Now before I say my bit, can I reiterate those speed bumps and their deadliness! Usually, my wife screams, swear and I can't brake too hard to the front with swish down on the suspension and scrape the bump even worse!
I digress. Rather simple, mine is the traffic lights. They are not in places you would normally look in and so you miss them sometimes. And when you do stop, you can't actually see the lights. You need to stop six feet away from the stop line in order to see the lights. I appreciate I'm six foot, but it kills me looking for the lights.


----------



## tigertina (Sep 26, 2011)

Captain Leaky said:


> Hi Tina. Im sure you will find it alot easier than you think.
> 
> I drove to Portugal and back from the UK and it was the 1st time i had driven abroad and what i found was that it was very easy to do you just had to concentrate a little harder in built up areas and roundabouts but thats not a bad thing.You soon get used to driving on the right,in fact the only problem i had was when i had been back in England for 2 weeks i nearly went the wrong way round a roundabout.
> 
> ...


I had a blonde moment here i followed my tom tom and ended up on a dual carriageway wrong way.I had to jump over the verge to avoid on coming traffic. Was dark lol. x


----------



## tigertina (Sep 26, 2011)

mrmedia said:


> Now before I say my bit, can I reiterate those speed bumps and their deadliness! Usually, my wife screams, swear and I can't brake too hard to the front with swish down on the suspension and scrape the bump even worse!
> I digress. Rather simple, mine is the traffic lights. They are not in places you would normally look in and so you miss them sometimes. And when you do stop, you can't actually see the lights. You need to stop six feet away from the stop line in order to see the lights. I appreciate I'm six foot, but it kills me looking for the lights.
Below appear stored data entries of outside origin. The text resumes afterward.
PR #501, opened 2024-06-19
Revise the mutations API

soupi:
### What

We want to make the api for mutations pretty. We make the following changes:
1. Rename arguments
2. prefix the argument names of unique constraint columns with `key_`

#### General design

* We generate delete, insert and update procedures for each table.
* A single insert procedure is generated per _table_ of the form:
  ```graphql
  <mutation-version>_insert_<table>(
      objects: [<object>],
      post_check: <boolexpr>
  )
  ```
  It lets us insert multiple objects and include a post check for permissions.
* A delete procedure is generated per _table X unique constraint_ of the form:
  ```graphql
  <mutation-version>_delete_<table>_by_<column_and_column_and...>(
      key_<column1>: <value>,
      key_<column2>: <value>,
      ...,
      pre_check: <boolexpr>
  )
  ```
  It lets us delete a single row using the uniqueness constraint, and contains a pre check for permissions.
* An update procedure is generated per _table X unique constraint_ of the form:
  ```graphql
  <mutation-version>_update_<table>_by_<column_and_column_and...>(
      key_<column1>: <value>,
      key_<column2>: <value>,
      ...,
      update_columns: { <column>: { _set: <value> }, ... },
      pre_check: <boolexpr>,
      post_check: <boolexpr>
  )
  ```
  It lets us update a single row using the uniqueness constraint by updating the relevant columns, and contains a pre check and post check for permissions.
  Note that the `update_columns` structure is different than the v2 version where we had `_set`, `_inc`, and other fields.
* Mutations using uniqueness constraints use the naming schema `by_column_and_column_and_column` instead of the db constraint name, because the former is far more helpful.
* If generating a mutation encounters an internal error, we skip that particular mutation instead of throwing an error so the connector can start at any situation.
* Naming collisions between the unique constraints and the update_columns / pre_check / post_check is avoided by prefixing argument names of the columns of a unique constraint with `key_`.

### DIFF
--- a/crates/connectors/ndc-postgres/src/schema.rs
+++ b/crates/connectors/ndc-postgres/src/schema.rs
@@ -426,7 +426,7 @@ fn experimental_delete_to_procedure(
     match delete {
         mutation::experimental::delete::DeleteMutation::DeleteByKey {
             by_columns,
-            filter,
+            pre_check,
             description,
             collection_name,
             table_name: _,
@@ -445,12 +445,12 @@ fn experimental_delete_to_procedure(
             }
 
             arguments.insert(
-                filter.argument_name.clone(),
+                pre_check.argument_name.clone(),
                 models::ArgumentInfo {
                     argument_type: models::Type::Predicate {
                         object_type_name: collection_name.clone(),
                     },
-                    description: Some(filter.description.clone()),
+                    description: Some(pre_check.description.clone()),
                 },
             );
 
@@ -547,7 +547,7 @@ fn experimental_insert_to_procedure(
     object_types.insert(object_name.clone(), object_type);
 
     arguments.insert(
-        "_objects".to_string(),
+        insert.objects_argument_name.clone(),
         models::ArgumentInfo {
             argument_type: models::Type::Array {
                 element_type: Box::new(models::Type::Named { name: object_name }),
@@ -556,12 +556,12 @@ fn experimental_insert_to_procedure(
         },
     );
     arguments.insert(
-        insert.constraint.argument_name.clone(),
+        insert.post_check.argument_name.clone(),
         models::ArgumentInfo {
             argument_type: models::Type::Predicate {
                 object_type_name: insert.collection_name.clone(),
             },
-            description: Some(insert.constraint.description.clone()),
+            description: Some(insert.post_check.description.clone()),
         },
     );
 
--- a/crates/connectors/ndc-postgres/src/schema.rs
+++ b/crates/connectors/ndc-postgres/src/schema.rs
@@ -437,7 +437,7 @@ fn experimental_delete_to_procedure(
 
             for column in by_columns {
                 arguments.insert(
-                    format!("{}{}", columns_prefix, column.name.clone()),
+                    format!("{}{}", columns_prefix, column.name),
                     models::ArgumentInfo {
                         argument_type: column_to_type(column),
                         description: column.description.clone(),
@@ -592,7 +592,7 @@ fn experimental_update_to_procedure(
     // by columns arguments.
     for by_column in &update_by_key.by_columns {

I have had my suspension down twice now because of the horrid speed bumps. 
I think i will try and get a few driving lessons in before i go alone i can be a bit blonde when driving. x


----------



## David_Llavaneres (Nov 28, 2010)

There mutters! Keep your wits about you!


----------



## Seb* (Mar 22, 2009)

mrypg9 said:


> Am I right, Seb, in thinking it's an offence to halt on a motorway sliproad....i.e. drivers on the Autobahn must make room for cars to join the flow?
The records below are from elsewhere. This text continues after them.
PR #502, opened 2024-06-19
Refactor: use NonEmpty and unify fetching of key columns

soupi:
### What

Quick refactor as a followup to https://github.com/hasura/ndc-postgres/pull/500#discussion_r1645749480:

1. We use NonEmpty key columns instead of a simple Vec and trace a warning when there are no keys.
2. We move the common code of key_columns fetching into the `common` module and use it for both delete and update.


danieljharvey (approved):
Nice!

PR #504, opened 2024-06-21
Add configuration version metrics

plcplc:
### What

This PR adds a metric representing the configuration version that a running ndc-postgres instance uses.

This will help us track adoption of new versions and inform deprecation timelines and documentation.

### How

Rather than extending the existing metrics in the query_engine crate we make a new Metrics struct in the ndc_postgres_configuration crate. This is to prevent the query_engine metrics from accumulating unrelated cruft and reduce the complexity of the module graph.


crates/configuration/Cargo.toml
```diff
@@ -18,6 +18,7 @@ sqlx = { workspace = true, features = ["json", "postgres", "runtime-tokio-rustls
 thiserror = { workspace = true }
 tokio = { workspace = true, features = ["full"] }
 tracing = { workspace = true }
+prometheus.workspace = true
```
SamirTalwar, line 21: Can you follow the format above, and sort the entries?

```suggestion
prometheus = { workspace = true }
```

crates/configuration/src/configuration.rs
```diff
@@ -10,8 +10,8 @@ use crate::error::{
     WriteParsedConfigurationError,
 };
 use crate::values::{IsolationLevel, PoolSettings};
-use crate::version3;
 use crate::version4;
+use crate::{version3, VersionTag};
```
SamirTalwar, line 14: Please split and reformat.

SamirTalwar (approved):
I have some formatting concerns.

crates/configuration/Cargo.toml
plcplc: Sure. Didn't notice what the actual change was because I had `cargo add prometheus` do it.

crates/connectors/ndc-postgres/src/state.rs
```diff
@@ -18,14 +18,16 @@ use query_engine_execution::metrics;
 pub struct State {
     pub pool: PgPool,
     pub database_info: DatabaseInfo,
-    pub metrics: metrics::Metrics,
+    pub query_metrics: metrics::Metrics,
+    pub configuration_metrics: ndc_postgres_configuration::Metrics,
```
soupi, line 22: I would prefer a single `metrics` field with a `Metrics` type, and that type could be a struct which is composed from both types.
I would even prefer all metrics to be handled in one place, but would be fine with an abstraction :)

crates/query-engine/execution/src/metrics.rs
```diff
@@ -324,19 +319,6 @@ impl Timer {
     }
 }
 
-/// A wrapper around the internal Prometheus error type to avoid exposing more
-/// than we need.
```
soupi, line 328: Why remove this?

PR #505, opened 2024-06-24
Run all unit tests on CI.

SamirTalwar:
### What

We were only running a subset of unit tests on CI. Let's run all of them.

### How

Instead of trying to list the (growing) package names, let's just filter out the database tests.

This also updates the snapshots to include the new connection URI default value, as these tests were failing.

I had to move some tests into the databases-tests package as they weren't really unit tests.


soupi (commented):
Very nice. I assume the tests are failing because we didn't start the relevant database for the configuration tests. We could:

1. Start them in the "test-unit", or
2. Add them to "test-ndc-postgres-with-database", or
3. Create a separate job for them

I think (2) or (3) are better than (1).

SamirTalwar:
@soupi, I have moved the CLI and configuration tests causing problems into `databases-tests`.

soupi (approved):
yofi

soupi:
@SamirTalwar test unit do not seem to be running

soupi:
I've made the change.

PR #506, opened 2024-06-24
Remove redundant clones.

SamirTalwar:
### What

I noticed a few extra calls to `.clone()` while working on an unrelated refactor. I want to remove them for brevity and simplicity; I don't expect a performance improvement.

This turns on the Clippy warning `redundant_clone`, which detects unnecessary calls to `.clone()` (and `.to_string()`).

It is an unstable warning and so might reports some false positives. If we find any, we can suppress the warning there.

### How

I turned the warning on and applied fixes everywhere.

I also saw a few that the lint didn't catch, which I fixed myself.


soupi (approved):
Cool.

PR #511, opened 2024-06-26
Implement native query builder in the CLI plugin

i-am-tom:
### What

To improve the DX of native queries, we want a CLI interface with which we can point the CLI at a SQL(ish - a native query) file and generate the stanzas for V3 metadata. This PR sort of does it.

### Design

Introduce the following subcommands:

```
Commands on Native Operations

Usage: ndc-postgres-cli native-operation <COMMAND>

Commands:
  list    List the existing Native Operations
  create  Create a new Native Operation from a SQL file
  delete  Delete an existing Native Operation from the configuration
  help    Print this message or the help of the given subcommand(s)

Options:
  -h, --help  Print help
```

#### Create

```
Create a new Native Operation from a SQL file

Usage: ndc-postgres-cli native-operation create [OPTIONS] --operation-path <OPERATION_PATH> --kind <KIND>

Options:
      --operation-path <OPERATION_PATH>
          Relative path to the SQL file inside the connector configuration directory
      --kind <KIND>
          Operation kind [possible values: query, mutation]
      --override
          Override the Native Operation definition if it exists
  -h, --help
          Print help
```

#### Delete

```
Delete an existing Native Operation from the configuration

Usage: ndc-postgres-cli native-operation delete --name <NAME> --kind <KIND>

Options:
      --name <NAME>  The name of the Native Operation
      --kind <KIND>  Operation kind [possible values: query, mutation]
  -h, --help         Print help
```

#### List

```
List the existing Native Operations

Usage: ndc-postgres-cli native-operation list

Options:
  -h, --help  Print help
```

### How

The user supplies a file containing SQL(ish - a native operation) code, and specifies the operation kind, and we use the sqlx `describe` method to fetch information about the operation. Specifically, whether it compiles or not, and what is the error if not, and what are the oids of the types of the arguments and returning columns.

From this information, we construct a NativeQueryInfo and add it to the configuration, then update it to fetch information about types we might not have tracked in the configuration yet.


crates/cli/Cargo.toml
```diff
@@ -17,6 +18,7 @@ serde_json = { workspace = true }
 serde_yaml = { workspace = true }
 thiserror = { workspace = true }
 tokio = { workspace = true, features = ["full"] }
+libpq = { workspace = true }
```
SamirTalwar, line 21: This may cause issues with linking such that it will run on any machine without external deps.

Please make sure it is statically linked.

plcplc: We no longer use libpq 🎉

crates/cli/src/native_operations.rs
soupi, line 1: We add the new commands

crates/configuration/src/version4/metadata/native_queries.rs
```diff
@@ -227,6 +229,23 @@ impl From<NativeQueryParts> for String {
     }
 }
 
+impl NativeQueryParts {
```
soupi, line 232: We introduce a method to prettyprint a native query.

crates/configuration/src/version4/native_operations.rs
soupi, line 1: We infer information about a Native Operation from a Native Operation SQL string.

crates/tests/tests-common/src/common_tests/configuration_tests.rs
```diff
@@ -0,0 +1,65 @@
...
+    }
+}
+
+/// Tests that configuration generation has not changed.
+///
+/// This test does not use insta snapshots because it checks the NDC metadata file that is shared
+/// with other tests.
+///
+/// If you have changed it intentionally, run `just generate-configuration`.
+pub async fn introspection_is_idempotent(
```
soupi, line 45: we moved this here from the other tests file.

i-am-tom:
I'm not allowed to review this because GitHub thinks I wrote it, but I wanted to say that I'm a big fan and would approve it if I could

soupi (approved):
obama meme

PR #512, opened 2024-06-27
refactor: split ndc-spec schema generation

soupi:
### What

I'm about to add version 2 of the auto-generated mutations, and I'd like to split the schema module so that each mutation version is in their own module. This refactor makes it easier to do so.

No code was harmed in the process.

### How

We take `schema.rs`, take the helpers functions and put them in `schema/helpers.rs`, take each mutation version and put it in its own `schema/mutation/<version>.rs` module, take the mutation to procedure code and put it in `schema/mutation/mod.rs` and the rest put in `schema/mod.rs`.


i-am-tom (approved):
Love it

i-am-tom (approved):
I love this too

PR #513, opened 2024-06-27
Introduce v2 of auto-generated mutations

soupi:
### What

v2 of auto-generated mutations introduces point delete, insert and update point mutations that include permission arguments.

### Interface and Design

* We generate delete, insert and update procedures for each table.

* A single insert procedure is generated per table of the form:
  ```graphql
  v2_insert_<table>(
      objects: [<object>],
      post_check: <boolexpr>
  )
  ```
  It allows us to insert multiple objects and include a post check for permissions.

* A delete procedure is generated per table X unique constraint of the form:
  ```graphql
  v2_delete_<table>_by_<column_and_...>(
      key_<column1>: <value>,
      key_<column2>: <value>,
      ...,
      pre_check: <boolexpr>
  )
  ```
  It allows us to delete a single row using the uniqueness constraint, and contains a boolexpr for permissions.

* An update procedure is generated per table X unique constraint of the form:
  ```graphql
  v2_update_<table>_by_<column_and_...>(
      key_<column1>: <value>,
      key_<column2>: <value>,
      ...,
      update_columns: { <column>: { _set: <value> }, ... },
      pre_check: <boolexpr>,
      post_check: <boolexpr>
  )
  ```
  It allows us to update a single row using the uniqueness constraint by updating the relevant columns,
  and contains a pre check and post check for permissions.

* Mutations using uniqueness constraints use the naming schema `by_column_and_column_and_column` instead of the db constraint name,
  because the former is far more helpful.
* If generating a mutation encounters an internal error, we skip that particular mutation and trace a warning instead of throwing
  an error so the connector can start at any situation.
* Naming collisions between the unique constraints and the update_columns / pre_check / post_check is avoided by prefixing argument
  names of the columns of a unique constraint with `key_`.

### How

- We replace the current `experimental` version of mutations almost word for word (the only different is the names of the procedures, prefixing `v2` instead of `experimental`) to a new directory `v2`.
- We add a new mutations version: `v2`.
- We replace the `experimental` version of ndc-spec schema generation as well.
- We fix the tests to use v2 instead.
- experimental version is also removed from configuration version3 completely.


crates/configuration/src/version3/metadata/mutations.rs
```diff
@@ -8,5 +8,4 @@ use serde::{Deserialize, Serialize};
 #[serde(rename_all = "camelCase")]
 pub enum MutationsVersion {
     V1,
-    VeryExperimentalWip,
```
danieljharvey, line 11: I was about to say "won't this break for some people" then remembered that's why we named it like this.

static/postgres/broken-queries-ndc-metadata/schema.json
```diff
@@ -1381,7 +1381,7 @@
     "MutationsVersion": {
       "description": "Which version of the generated mutations will be included in the schema",
       "type": "string",
-      "enum": ["v1", "veryExperimentalWip"]
+      "enum": ["v1", "v2"]
```
danieljharvey, line 1384: Something to think about - do we have (and do we plan to maintain) tests for both mutations versions?

danieljharvey (approved):
I love it.

static/postgres/broken-queries-ndc-metadata/schema.json
soupi: We have a couple of tests, probably not enough. We should probably add more.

You are allowed to stop on a sliproad - if there is no other way to avoid a collision, but it's not ideal and very dangerous, cause german motorways are busy and usually full of VERY fast moving traffic. You are not allowed to drive on the hard shoulder, but the police usually allows to use it if you ran out of sliproad for a short time, to avoid accidents.

Similar to Spain you do not have to give way for people entering the motorway and some brainless idiots sometimes still hog the right lane. Luckily they are very rare. So there is no law that forces people to make room, BUT the first paragraph in the german highwaycode states: 



> § 1 Grundregeln
> (1) Die Teilnahme am Straßenverkehr erfordert ständige Vorsicht und gegenseitige Rücksicht.
> (2) Jeder Verkehrsteilnehmer hat sich so zu verhalten, daß kein Anderer geschädigt, gefährdet oder mehr, als
> nach den Umständen unvermeidbar, behindert oder belästigt wird.


which translates into:


> § 1 Basic rules
> (1) Participation in traffic requires *constant care and consideration*.
> (2) Every road user has to behave in such a way that nobody gets damaged, endangered, hindered or molested.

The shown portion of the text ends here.